**Directions:** Below is a block of records; repeat each one exactly.

[Stored items]
PR #469, opened 2026-09-11
fix: point settings instructions at the Runtime tab

### LINKED ISSUE #464: update instructions on how to configure settings in extensions/examples
https://github.com/posit-dev/connect/pull/41206 changes how content settings appear, so we need to go through all of the examples/extensions that require configuring the settings and update the text there accordingly (the instructions that explain what you need to do in the settings are now out of date).

jmwoliver:
Connect 2026.08.0 renamed the content settings **Advanced** tab to **Runtime** and moved Integrations there from **Access**, so the setup instructions in both MCP examples pointed at tabs that no longer exist. This updates the two READMEs, the MCP server's landing page and its `connect_whoami` error message, and the chat app's setup screen. Each one names the old tab in parentheses, since both examples still support Connect 2025.04.0 and newer.

Also reframes the "keep it warm" note: Connect 2026.05.0 and newer detect MCP content and set Min processes to 1 on first deploy, so setting it by hand is only needed on older versions.

Both extensions bump to 0.0.9, with refreshed manifest checksums for the edited files, so the new text actually ships to the gallery.

Let me know if the wording isn't right for these! I wasn't sure if we should reference specific settings from specific Connect versions or not.

Closes #464

### DIFF
--- a/extensions/simple-mcp-server/index.html.jinja
+++ b/extensions/simple-mcp-server/index.html.jinja
@@ -182,9 +182,11 @@
             <span id="copyStatus"></span>
         </div>
 
-        <p><strong>Whichever way you use it, keep the server warm:</strong> in the content's settings, on
-        the "Advanced" tab, set "Min Processes" to 1 or more under "Process Settings", so it responds
-        without a cold-start delay. For more information, see the
+        <p><strong>Whichever way you use it, the server stays warm:</strong> Connect 2026.05.0 and newer
+        recognize this as an MCP server and set "Min Processes" to 1 on first deploy, so it responds
+        without a cold-start delay. To check or change it, or to set it yourself on an older Connect,
+        see "Process Settings" on the "Runtime" tab of the content's settings ("Advanced" before
+        Connect 2026.08.0). For more information, see the
         <a href="https://docs.posit.co/connect/user/content-settings/index.html#process-configurations" target="_blank" rel="noopener">content process configuration documentation</a>.</p>
 
         <h2>1. Use it from the companion chat</h2>
@@ -202,7 +204,8 @@
         {% else %}
         <div class="info-box">
             <strong>"Connect Visitor API Key" integration required.</strong> In the content's settings, on
-            the "Access" tab, add a "Connect Visitor API Key" integration under "Integrations". The
+            the "Runtime" tab ("Access" before Connect 2026.08.0), add a "Connect Visitor API Key"
+            integration under "Integrations". The
             <code>connect_whoami</code> tool needs it to identify the viewer. Once it's added, you can confirm
             that it works here: this page will greet you by name, resolved from your session token with no API
             key. For more information, see the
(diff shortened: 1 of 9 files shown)


extensions/simple-mcp-server/index.html.jinja
```diff
@@ -182,9 +182,11 @@
             <span id="copyStatus"></span>
         </div>
 
-        <p><strong>Whichever way you use it, keep the server warm:</strong> in the content's settings, on
-        the "Advanced" tab, set "Min Processes" to 1 or more under "Process Settings", so it responds
-        without a cold-start delay. For more information, see the
+        <p><strong>Whichever way you use it, the server stays warm:</strong> Connect 2026.05.0 and newer
```
joshyam-k, line 185: I wonder if a different approach we could take here instead of doing this dance around the tab names for various versions of connect is just not mention the tab names at all. This could become:

> To check or change it, or to set it yourself on an older Connect,
    see "Process Settings" in the content's settings.

Not that I foresee us shuffling up the setting panel tabs again soon, but if we did it would make this text that much more complicated since we'd have to explain around all three versions. What do you think?

joshyam-k (commented):
One idea around how we can avoid splitting out to the two different versions of the settings tabs each time. I avoided leaving the same comment across each portion of the diff since I'm not positive it's the right approach yet! Let me know what you think, but thanks for opening this PR and I agree that there's some updating needed here.

extensions/simple-mcp-server/index.html.jinja
jmwoliver: Thanks for the feedback! I'm not sure, I could see it going either way. As a new person using Connect trying out gallery content, I could see someone being confused by just "Process Settings" and would have to click around to find out where that is.

A few ideas/questions since I haven't done anything in this repo before:
- what have we historically done for gallery content when making new versions that need to work across Connect versions?
- what if we only mention the new Runtime tab without mentioning old setting names / Connect versions?
- the gallery content is versioned, is it possible to pin and map gallery content versions to Connect versions so the old extension version is served on old Connect versions and this new extension version is served for new Connect versions?

I also don't know the best approach here, happy to keep discussing to find out the right thing to do!

joshyam-k: Sorry for the delay getting back to this! Given that the gallery is relatively new I think there isn't really a precedent for working through these types of issues. I really like the idea of mapping gallery content versions to Connect versions, but that unfortunately doesn't exist yet. I think maybe for now to unblock this we just stick with what you have here and then as a follow up I'll work on finding a better standard for keeping gallery content in sync with the appropriate Connect version.

joshyam-k (approved):

extensions/simple-mcp-server/index.html.jinja
jmwoliver: No worries! I'll go ahead and merge this and we can think through the versioning more in the future.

**Your response:**
PR #469, opened 2026-09-11
fix: point settings instructions at the Runtime tab

### LINKED ISSUE #464: update instructions on how to configure settings in extensions/examples
https://github.com/posit-dev/connect/pull/41206 changes how content settings appear, so we need to go through all of the examples/extensions that require configuring the settings and update the text there accordingly (the instructions that explain what you need to do in the settings are now out of date).

jmwoliver:
Connect 2026.08.0 renamed the content settings **Advanced** tab to **Runtime** and moved Integrations there from **Access**, so the setup instructions in both MCP examples pointed at tabs that no longer exist. This updates the two READMEs, the MCP server's landing page and its `connect_whoami` error message, and the chat app's setup screen. Each one names the old tab in parentheses, since both examples still support Connect 2025.04.0 and newer.

Also reframes the "keep it warm" note: Connect 2026.05.0 and newer detect MCP content and set Min processes to 1 on first deploy, so setting it by hand is only needed on older versions.

Both extensions bump to 0.0.9, with refreshed manifest checksums for the edited files, so the new text actually ships to the gallery.

Let me know if the wording isn't right for these! I wasn't sure if we should reference specific settings from specific Connect versions or not.

Closes #464

### DIFF
--- a/extensions/simple-mcp-server/index.html.jinja
+++ b/extensions/simple-mcp-server/index.html.jinja
@@ -182,9 +182,11 @@
             <span id="copyStatus"></span>
         </div>
 
-        <p><strong>Whichever way you use it, keep the server warm:</strong> in the content's settings, on
-        the "Advanced" tab, set "Min Processes" to 1 or more under "Process Settings", so it responds
-        without a cold-start delay. For more information, see the
+        <p><strong>Whichever way you use it, the server stays warm:</strong> Connect 2026.05.0 and newer
+        recognize this as an MCP server and set "Min Processes" to 1 on first deploy, so it responds
+        without a cold-start delay. To check or change it, or to set it yourself on an older Connect,
+        see "Process Settings" on the "Runtime" tab of the content's settings ("Advanced" before
+        Connect 2026.08.0). For more information, see the
         <a href="https://docs.posit.co/connect/user/content-settings/index.html#process-configurations" target="_blank" rel="noopener">content process configuration documentation</a>.</p>
 
         <h2>1. Use it from the companion chat</h2>
@@ -202,7 +204,8 @@
         {% else %}
         <div class="info-box">
             <strong>"Connect Visitor API Key" integration required.</strong> In the content's settings, on
-            the "Access" tab, add a "Connect Visitor API Key" integration under "Integrations". The
+            the "Runtime" tab ("Access" before Connect 2026.08.0), add a "Connect Visitor API Key"
+            integration under "Integrations". The
             <code>connect_whoami</code> tool needs it to identify the viewer. Once it's added, you can confirm
             that it works here: this page will greet you by name, resolved from your session token with no API
             key. For more information, see the
(diff shortened: 1 of 9 files shown)


extensions/simple-mcp-server/index.html.jinja
```diff
@@ -182,9 +182,11 @@
             <span id="copyStatus"></span>
         </div>
 
-        <p><strong>Whichever way you use it, keep the server warm:</strong> in the content's settings, on
-        the "Advanced" tab, set "Min Processes" to 1 or more under "Process Settings", so it responds
-        without a cold-start delay. For more information, see the
+        <p><strong>Whichever way you use it, the server stays warm:</strong> Connect 2026.05.0 and newer
```
joshyam-k, line 185: I wonder if a different approach we could take here instead of doing this dance around the tab names for various versions of connect is just not mention the tab names at all. This could become:

> To check or change it, or to set it yourself on an older Connect,
    see "Process Settings" in the content's settings.

Not that I foresee us shuffling up the setting panel tabs again soon, but if we did it would make this text that much more complicated since we'd have to explain around all three versions. What do you think?

joshyam-k (commented):
One idea around how we can avoid splitting out to the two different versions of the settings tabs each time. I avoided leaving the same comment across each portion of the diff since I'm not positive it's the right approach yet! Let me know what you think, but thanks for opening this PR and I agree that there's some updating needed here.

extensions/simple-mcp-server/index.html.jinja
jmwoliver: Thanks for the feedback! I'm not sure, I could see it going either way. As a new person using Connect trying out gallery content, I could see someone being confused by just "Process Settings" and would have to click around to find out where that is.

A few ideas/questions since I haven't done anything in this repo before:
- what have we historically done for gallery content when making new versions that need to work across Connect versions?
- what if we only mention the new Runtime tab without mentioning old setting names / Connect versions?
- the gallery content is versioned, is it possible to pin and map gallery content versions to Connect versions so the old extension version is served on old Connect versions and this new extension version is served for new Connect versions?

I also don't know the best approach here, happy to keep discussing to find out the right thing to do!

joshyam-k: Sorry for the delay getting back to this! Given that the gallery is relatively new I think there isn't really a precedent for working through these types of issues. I really like the idea of mapping gallery content versions to Connect versions, but that unfortunately doesn't exist yet. I think maybe for now to unblock this we just stick with what you have here and then as a follow up I'll work on finding a better standard for keeping gallery content in sync with the appropriate Connect version.

joshyam-k (approved):

extensions/simple-mcp-server/index.html.jinja
jmwoliver: No worries! I'll go ahead and merge this and we can think through the versioning more in the future.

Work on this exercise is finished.